• **Materials provided**:
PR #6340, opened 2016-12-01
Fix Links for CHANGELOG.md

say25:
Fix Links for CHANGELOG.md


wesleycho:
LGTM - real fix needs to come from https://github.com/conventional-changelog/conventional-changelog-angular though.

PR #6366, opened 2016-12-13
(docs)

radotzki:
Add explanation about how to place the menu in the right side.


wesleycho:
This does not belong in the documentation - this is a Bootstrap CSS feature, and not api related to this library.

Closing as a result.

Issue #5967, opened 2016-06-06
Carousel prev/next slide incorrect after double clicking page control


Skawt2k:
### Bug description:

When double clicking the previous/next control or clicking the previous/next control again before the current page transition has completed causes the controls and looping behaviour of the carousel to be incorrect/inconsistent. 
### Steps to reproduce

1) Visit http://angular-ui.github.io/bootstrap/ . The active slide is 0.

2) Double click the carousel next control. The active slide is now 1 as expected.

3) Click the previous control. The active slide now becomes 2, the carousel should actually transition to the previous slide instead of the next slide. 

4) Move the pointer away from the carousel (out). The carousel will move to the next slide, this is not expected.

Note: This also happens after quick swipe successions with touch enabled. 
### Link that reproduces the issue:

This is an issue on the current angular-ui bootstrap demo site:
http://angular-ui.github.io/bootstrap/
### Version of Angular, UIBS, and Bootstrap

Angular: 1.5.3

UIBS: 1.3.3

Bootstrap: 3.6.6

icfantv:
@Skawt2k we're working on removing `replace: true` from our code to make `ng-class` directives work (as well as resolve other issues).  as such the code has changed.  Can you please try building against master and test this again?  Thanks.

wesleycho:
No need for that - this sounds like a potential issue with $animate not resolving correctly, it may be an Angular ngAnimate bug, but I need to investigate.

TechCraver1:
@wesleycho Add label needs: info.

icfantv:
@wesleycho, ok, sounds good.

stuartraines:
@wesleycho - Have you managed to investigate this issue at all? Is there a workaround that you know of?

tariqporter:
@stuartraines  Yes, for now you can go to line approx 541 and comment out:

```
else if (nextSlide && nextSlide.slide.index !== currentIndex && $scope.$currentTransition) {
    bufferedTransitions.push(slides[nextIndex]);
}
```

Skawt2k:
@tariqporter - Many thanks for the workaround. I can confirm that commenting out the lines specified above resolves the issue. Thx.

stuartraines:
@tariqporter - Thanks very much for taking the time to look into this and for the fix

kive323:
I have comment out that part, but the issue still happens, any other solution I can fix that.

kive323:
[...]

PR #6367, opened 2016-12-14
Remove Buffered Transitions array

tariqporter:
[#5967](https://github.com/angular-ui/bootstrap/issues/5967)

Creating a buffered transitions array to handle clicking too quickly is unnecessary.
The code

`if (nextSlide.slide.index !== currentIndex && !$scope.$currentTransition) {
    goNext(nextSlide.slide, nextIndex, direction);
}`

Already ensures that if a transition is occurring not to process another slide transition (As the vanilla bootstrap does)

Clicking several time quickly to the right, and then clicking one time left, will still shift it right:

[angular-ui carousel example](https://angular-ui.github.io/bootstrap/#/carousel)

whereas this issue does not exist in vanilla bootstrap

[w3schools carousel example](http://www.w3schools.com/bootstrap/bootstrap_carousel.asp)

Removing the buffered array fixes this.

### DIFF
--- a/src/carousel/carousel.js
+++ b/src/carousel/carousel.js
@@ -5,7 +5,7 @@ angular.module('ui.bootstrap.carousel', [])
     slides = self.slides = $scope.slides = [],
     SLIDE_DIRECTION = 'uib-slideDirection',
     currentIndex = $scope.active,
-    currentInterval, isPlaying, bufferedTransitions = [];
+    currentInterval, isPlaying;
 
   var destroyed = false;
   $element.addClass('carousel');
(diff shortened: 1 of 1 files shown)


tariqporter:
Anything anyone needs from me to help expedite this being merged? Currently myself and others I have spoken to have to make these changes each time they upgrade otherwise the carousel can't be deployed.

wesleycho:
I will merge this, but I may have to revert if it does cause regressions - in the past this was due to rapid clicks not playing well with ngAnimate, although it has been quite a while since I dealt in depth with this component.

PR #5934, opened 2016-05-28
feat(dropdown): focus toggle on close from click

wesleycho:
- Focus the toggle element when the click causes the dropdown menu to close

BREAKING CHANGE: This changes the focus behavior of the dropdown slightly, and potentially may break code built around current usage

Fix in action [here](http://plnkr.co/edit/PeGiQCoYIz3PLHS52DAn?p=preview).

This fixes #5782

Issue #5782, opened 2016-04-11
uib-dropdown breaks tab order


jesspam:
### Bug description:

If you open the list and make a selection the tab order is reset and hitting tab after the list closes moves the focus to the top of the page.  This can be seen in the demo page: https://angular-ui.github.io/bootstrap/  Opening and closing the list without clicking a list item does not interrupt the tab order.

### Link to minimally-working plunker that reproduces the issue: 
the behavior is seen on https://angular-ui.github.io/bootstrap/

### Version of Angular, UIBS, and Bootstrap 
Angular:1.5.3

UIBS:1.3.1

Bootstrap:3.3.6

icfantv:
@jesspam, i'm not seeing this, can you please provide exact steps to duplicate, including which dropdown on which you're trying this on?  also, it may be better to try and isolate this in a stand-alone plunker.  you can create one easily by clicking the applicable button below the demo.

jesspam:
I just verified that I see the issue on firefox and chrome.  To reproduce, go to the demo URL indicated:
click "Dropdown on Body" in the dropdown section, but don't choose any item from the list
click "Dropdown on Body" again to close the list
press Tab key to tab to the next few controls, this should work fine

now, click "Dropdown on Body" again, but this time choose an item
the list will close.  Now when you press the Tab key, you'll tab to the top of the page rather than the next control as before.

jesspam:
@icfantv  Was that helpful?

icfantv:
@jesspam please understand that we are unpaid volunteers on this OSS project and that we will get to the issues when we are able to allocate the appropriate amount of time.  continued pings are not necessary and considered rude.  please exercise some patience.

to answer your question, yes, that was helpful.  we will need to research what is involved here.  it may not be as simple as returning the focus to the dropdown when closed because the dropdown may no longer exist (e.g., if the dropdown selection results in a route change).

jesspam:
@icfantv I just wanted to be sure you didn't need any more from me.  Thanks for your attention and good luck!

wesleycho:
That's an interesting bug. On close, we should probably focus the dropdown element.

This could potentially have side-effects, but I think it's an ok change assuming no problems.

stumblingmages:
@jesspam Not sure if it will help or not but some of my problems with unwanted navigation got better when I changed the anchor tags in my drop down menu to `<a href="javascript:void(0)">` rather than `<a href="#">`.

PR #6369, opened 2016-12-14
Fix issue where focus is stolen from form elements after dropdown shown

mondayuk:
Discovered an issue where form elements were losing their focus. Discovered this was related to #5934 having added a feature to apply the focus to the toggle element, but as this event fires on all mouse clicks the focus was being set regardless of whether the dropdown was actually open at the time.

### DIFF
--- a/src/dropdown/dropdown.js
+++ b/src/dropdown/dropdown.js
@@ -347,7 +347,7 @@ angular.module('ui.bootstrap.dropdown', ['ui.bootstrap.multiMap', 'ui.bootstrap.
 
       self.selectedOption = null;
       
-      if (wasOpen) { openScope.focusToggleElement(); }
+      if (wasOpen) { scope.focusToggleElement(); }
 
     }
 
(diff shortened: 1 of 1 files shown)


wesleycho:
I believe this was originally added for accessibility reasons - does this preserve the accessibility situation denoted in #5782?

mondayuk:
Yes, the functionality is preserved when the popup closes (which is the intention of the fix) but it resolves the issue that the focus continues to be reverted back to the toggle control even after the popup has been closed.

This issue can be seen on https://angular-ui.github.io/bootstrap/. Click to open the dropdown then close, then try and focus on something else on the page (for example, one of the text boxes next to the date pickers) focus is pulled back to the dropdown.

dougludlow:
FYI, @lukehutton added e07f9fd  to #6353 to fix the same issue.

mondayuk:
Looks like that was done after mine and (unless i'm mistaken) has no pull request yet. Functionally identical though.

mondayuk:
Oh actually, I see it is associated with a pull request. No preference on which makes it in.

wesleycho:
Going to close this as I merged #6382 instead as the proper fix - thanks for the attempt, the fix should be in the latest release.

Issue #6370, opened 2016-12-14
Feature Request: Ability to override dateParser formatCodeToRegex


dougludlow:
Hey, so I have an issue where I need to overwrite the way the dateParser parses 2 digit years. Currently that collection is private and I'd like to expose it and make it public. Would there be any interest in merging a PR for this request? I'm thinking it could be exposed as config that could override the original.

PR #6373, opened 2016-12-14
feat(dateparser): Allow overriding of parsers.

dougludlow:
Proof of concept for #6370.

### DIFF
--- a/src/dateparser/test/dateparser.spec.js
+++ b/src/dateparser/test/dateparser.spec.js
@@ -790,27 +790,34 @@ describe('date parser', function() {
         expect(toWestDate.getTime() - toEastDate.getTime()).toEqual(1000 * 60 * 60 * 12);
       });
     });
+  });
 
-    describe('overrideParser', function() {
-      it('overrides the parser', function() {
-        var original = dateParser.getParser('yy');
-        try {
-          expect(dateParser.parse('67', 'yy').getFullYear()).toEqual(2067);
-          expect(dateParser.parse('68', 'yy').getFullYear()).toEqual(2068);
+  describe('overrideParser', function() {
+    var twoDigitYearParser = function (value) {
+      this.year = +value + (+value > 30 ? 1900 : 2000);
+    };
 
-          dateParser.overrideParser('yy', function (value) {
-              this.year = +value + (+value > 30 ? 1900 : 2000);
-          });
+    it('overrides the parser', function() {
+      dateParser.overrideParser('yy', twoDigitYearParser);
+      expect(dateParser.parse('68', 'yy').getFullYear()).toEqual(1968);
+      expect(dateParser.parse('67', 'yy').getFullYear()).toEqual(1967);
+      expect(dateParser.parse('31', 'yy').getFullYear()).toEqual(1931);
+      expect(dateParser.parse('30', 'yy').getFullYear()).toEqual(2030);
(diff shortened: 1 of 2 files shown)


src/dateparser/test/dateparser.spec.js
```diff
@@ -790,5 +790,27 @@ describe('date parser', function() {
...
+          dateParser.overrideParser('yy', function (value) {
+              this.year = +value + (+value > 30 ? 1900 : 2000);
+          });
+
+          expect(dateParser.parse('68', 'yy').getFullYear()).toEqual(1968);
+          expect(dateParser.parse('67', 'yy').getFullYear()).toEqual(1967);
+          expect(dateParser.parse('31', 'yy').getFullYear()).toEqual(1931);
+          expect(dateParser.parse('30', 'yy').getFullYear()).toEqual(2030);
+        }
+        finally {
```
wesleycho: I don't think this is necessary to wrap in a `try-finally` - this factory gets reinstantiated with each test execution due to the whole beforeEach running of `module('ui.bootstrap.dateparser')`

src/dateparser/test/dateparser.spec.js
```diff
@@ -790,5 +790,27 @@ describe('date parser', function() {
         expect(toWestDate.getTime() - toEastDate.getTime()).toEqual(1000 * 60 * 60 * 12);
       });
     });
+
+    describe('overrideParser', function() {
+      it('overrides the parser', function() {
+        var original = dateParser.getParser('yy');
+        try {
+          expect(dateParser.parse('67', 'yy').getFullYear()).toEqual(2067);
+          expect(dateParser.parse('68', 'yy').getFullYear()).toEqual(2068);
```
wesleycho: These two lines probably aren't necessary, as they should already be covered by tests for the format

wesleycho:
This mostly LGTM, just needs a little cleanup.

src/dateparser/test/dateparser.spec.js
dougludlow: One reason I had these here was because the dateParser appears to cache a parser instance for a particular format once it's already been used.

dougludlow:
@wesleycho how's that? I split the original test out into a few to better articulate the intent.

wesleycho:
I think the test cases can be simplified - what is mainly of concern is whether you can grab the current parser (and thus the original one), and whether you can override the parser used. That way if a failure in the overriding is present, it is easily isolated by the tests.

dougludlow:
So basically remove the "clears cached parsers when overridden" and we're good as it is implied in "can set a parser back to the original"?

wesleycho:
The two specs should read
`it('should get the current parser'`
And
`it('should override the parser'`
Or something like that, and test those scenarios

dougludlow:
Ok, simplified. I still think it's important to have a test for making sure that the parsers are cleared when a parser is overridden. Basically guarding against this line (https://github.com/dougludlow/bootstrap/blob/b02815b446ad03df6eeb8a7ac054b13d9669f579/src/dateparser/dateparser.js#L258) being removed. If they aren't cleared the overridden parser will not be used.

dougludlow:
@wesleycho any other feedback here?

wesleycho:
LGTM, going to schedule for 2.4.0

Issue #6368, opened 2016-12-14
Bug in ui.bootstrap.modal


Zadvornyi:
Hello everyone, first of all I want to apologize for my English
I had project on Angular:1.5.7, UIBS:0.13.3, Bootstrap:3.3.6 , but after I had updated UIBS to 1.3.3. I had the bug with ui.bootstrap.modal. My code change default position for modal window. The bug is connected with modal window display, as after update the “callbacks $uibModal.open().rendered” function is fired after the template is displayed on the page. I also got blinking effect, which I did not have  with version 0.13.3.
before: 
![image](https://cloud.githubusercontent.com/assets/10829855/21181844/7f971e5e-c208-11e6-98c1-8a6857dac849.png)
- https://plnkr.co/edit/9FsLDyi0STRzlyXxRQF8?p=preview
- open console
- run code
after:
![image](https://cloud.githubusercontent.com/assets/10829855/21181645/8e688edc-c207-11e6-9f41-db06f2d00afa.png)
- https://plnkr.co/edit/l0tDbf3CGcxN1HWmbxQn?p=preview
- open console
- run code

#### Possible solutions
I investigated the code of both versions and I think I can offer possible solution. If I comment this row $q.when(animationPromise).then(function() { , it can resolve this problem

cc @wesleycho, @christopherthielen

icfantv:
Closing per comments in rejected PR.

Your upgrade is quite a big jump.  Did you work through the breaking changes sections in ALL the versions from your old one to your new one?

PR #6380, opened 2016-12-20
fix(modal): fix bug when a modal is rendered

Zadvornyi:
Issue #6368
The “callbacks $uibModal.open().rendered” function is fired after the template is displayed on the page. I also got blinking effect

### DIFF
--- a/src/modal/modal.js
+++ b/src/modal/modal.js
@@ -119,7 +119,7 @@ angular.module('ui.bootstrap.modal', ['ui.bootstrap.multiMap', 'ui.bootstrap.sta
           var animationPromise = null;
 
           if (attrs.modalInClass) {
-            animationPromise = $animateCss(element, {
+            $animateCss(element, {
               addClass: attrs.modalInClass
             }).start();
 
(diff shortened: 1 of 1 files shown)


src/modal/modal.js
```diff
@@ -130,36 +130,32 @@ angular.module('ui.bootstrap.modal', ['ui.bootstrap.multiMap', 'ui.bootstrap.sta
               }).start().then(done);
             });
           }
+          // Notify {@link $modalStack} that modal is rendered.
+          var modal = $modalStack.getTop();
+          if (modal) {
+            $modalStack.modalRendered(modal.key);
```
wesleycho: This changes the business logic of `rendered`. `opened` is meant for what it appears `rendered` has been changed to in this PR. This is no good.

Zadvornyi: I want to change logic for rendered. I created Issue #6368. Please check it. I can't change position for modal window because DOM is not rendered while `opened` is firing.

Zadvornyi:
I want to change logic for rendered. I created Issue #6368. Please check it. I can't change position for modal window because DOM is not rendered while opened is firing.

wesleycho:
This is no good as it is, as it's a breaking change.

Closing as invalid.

• **What the task asks**:
Every line containing the word "appears" should be copied from the material.

• **Answer area**:
dougludlow: One reason I had these here was because the dateParser appears to cache a parser instance for a particular format once it's already been used.
wesleycho: This changes the business logic of `rendered`. `opened` is meant for what it appears `rendered` has been changed to in this PR. This is no good.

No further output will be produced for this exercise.